**Dataset entries:**
---------------

PR #291, opened 2023-03-01
Update description of datagram_id usage

### LINKED ISSUE #281: Revisit use of datagram_id
Currently, we have a mechanism for tracking QUIC packet coalescing in a single UDP datagram by means of the `datagram_id` field. This was originally added as per #91. 

Main intended use: when a UDP payload is received containing multiple coalesced QUIC packets, those QUIC packets are given the same "datagram ID" (which is a receiver-side chosen number that's unique per received datagram, which is needed because UDP datagrams don't have a packet number or similar). As such, when 2 separate packets are logged in 2 separate `packet_received` events, but they have the same value for the `datagram_id` field, it's clear they were coalesced. Similarly, 2 `packet_sent` events with the same `datagram_id` indicate sender-side coalescing. 

As the original issue #91 indicates, this can be deduced from the `datagram_*` events as well, but those are often too chatty to leave on. The `datagram_ids` fields on the `datagram_*` events are for completeness / ability to track coalesced packets across the different events. 

I'm personally not the biggest fan of this solution (did you eventually implement this in quic-go, @marten-seemann?), but I don't immediately see a better approach.

CC @LPardue as he indicated the use of `datagram_id` wasn't clear to him, which means we either need to revisit or clarify its use.

rmarx:
Fixes #281

### DIFF
--- a/draft-ietf-quic-qlog-quic-events.md
+++ b/draft-ietf-quic-qlog-quic-events.md
@@ -904,9 +904,11 @@ Since QUIC implementations rarely control UDP logic directly, the raw data
 excludes UDP-level headers in all fields.
 
 The "datagram_id" is a qlog-specific concept to allow tracking of QUIC packet
-coalescing inside UDP datagrams. Implementations can assign a per-endpoint
-unique ID to each datagram, and reflect this in other events to track QUIC
-packets through processing steps.
+coalescing inside UDP datagrams. Since QUIC generates many UDP datagrams, unique
+identifiers are required to be able to track them individually in qlog traces.
+However, neither UDP nor QUIC exchanges datagram identifiers on the wire.
+Selecting identifier is values is thus left to qlog implementations, that should
+consider how to generate unique values within the scope of their created traces.
 
 ## datagrams_received {#transport-datagramsreceived}
 Importance: Extra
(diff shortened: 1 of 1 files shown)


draft-ietf-quic-qlog-quic-events.md
```diff
@@ -904,9 +904,11 @@ Since QUIC implementations rarely control UDP logic directly, the raw data
 excludes UDP-level headers in all fields.
 
 The "datagram_id" is a qlog-specific concept to allow tracking of QUIC packet
-coalescing inside UDP datagrams. Implementations can assign a per-endpoint
-unique ID to each datagram, and reflect this in other events to track QUIC
-packets through processing steps.
+coalescing inside UDP datagrams. Since QUIC generates many UDP datagrams, unique
+identifiers are required to be able to track them individually in qlog traces.
+However, neither UDP nor QUIC exchanges datagram identifiers on the wire.
+Selecting identifier is values is thus left to qlog implementations, that should
```
LPardue, line 910:
```suggestion
Selecting identifier values is thus left to qlog implementations, which should
```

LPardue (approved):
LGTM modulo nit

LPardue:
rebase on main should fix the cddl tests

---------------

**EXERCISE INSTRUCTIONS:** Read through the records above and copy the lines that contain "ietf".

**REPLY TO THE EXERCISE:**
--- a/draft-ietf-quic-qlog-quic-events.md
+++ b/draft-ietf-quic-qlog-quic-events.md
draft-ietf-quic-qlog-quic-events.md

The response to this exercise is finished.